_Task to carry out_:
Note every line in the entries that contains the string "create", and copy it.

_Records shown_:
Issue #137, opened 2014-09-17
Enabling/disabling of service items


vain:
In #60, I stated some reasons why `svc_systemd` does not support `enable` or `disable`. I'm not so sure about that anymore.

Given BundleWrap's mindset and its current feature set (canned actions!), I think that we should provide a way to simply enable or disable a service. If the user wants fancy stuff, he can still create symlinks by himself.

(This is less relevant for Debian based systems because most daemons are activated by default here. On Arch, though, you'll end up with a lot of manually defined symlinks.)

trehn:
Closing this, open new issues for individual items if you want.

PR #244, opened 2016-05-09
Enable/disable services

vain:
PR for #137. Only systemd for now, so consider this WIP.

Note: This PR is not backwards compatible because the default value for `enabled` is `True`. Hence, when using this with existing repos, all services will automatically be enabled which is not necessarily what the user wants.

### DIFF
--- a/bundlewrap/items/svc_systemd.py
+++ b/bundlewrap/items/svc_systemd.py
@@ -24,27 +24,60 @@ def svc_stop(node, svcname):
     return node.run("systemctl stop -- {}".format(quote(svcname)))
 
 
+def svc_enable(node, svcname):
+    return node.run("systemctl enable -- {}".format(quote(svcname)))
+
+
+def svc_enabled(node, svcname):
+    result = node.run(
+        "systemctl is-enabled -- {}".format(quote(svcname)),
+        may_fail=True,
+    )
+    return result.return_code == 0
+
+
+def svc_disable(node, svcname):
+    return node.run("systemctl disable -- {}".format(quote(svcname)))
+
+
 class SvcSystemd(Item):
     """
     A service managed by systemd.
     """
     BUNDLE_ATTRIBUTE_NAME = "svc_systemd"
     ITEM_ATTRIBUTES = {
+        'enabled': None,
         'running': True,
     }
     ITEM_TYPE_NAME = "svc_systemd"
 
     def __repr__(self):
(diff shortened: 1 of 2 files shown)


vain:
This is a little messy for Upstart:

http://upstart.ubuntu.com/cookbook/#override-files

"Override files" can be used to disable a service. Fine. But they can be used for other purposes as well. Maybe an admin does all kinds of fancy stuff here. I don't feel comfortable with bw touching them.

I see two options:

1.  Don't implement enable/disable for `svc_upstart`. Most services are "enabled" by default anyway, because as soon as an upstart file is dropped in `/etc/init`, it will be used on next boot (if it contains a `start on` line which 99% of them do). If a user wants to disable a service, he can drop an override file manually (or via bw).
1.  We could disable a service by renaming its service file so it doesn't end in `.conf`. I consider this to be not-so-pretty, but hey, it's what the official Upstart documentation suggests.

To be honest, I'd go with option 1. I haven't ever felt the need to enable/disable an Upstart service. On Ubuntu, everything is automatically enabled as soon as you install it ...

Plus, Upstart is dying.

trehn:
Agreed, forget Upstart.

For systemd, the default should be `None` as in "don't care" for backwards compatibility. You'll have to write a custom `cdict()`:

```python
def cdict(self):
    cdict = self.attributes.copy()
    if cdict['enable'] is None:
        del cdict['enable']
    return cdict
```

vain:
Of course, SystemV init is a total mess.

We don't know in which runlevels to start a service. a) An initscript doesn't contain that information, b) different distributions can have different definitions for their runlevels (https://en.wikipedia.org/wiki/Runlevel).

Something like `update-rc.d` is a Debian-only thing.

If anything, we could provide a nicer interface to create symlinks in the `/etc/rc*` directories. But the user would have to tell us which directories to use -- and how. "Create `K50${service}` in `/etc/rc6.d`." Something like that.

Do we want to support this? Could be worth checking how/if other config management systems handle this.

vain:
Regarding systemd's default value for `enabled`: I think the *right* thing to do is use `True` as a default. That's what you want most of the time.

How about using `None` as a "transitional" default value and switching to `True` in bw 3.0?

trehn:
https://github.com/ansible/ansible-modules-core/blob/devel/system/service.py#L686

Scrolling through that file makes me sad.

_Solution below_:
Given BundleWrap's mindset and its current feature set (canned actions!), I think that we should provide a way to simply enable or disable a service. If the user wants fancy stuff, he can still create symlinks by himself.
If anything, we could provide a nicer interface to create symlinks in the `/etc/rc*` directories. But the user would have to tell us which directories to use -- and how. "Create `K50${service}` in `/etc/rc6.d`." Something like that.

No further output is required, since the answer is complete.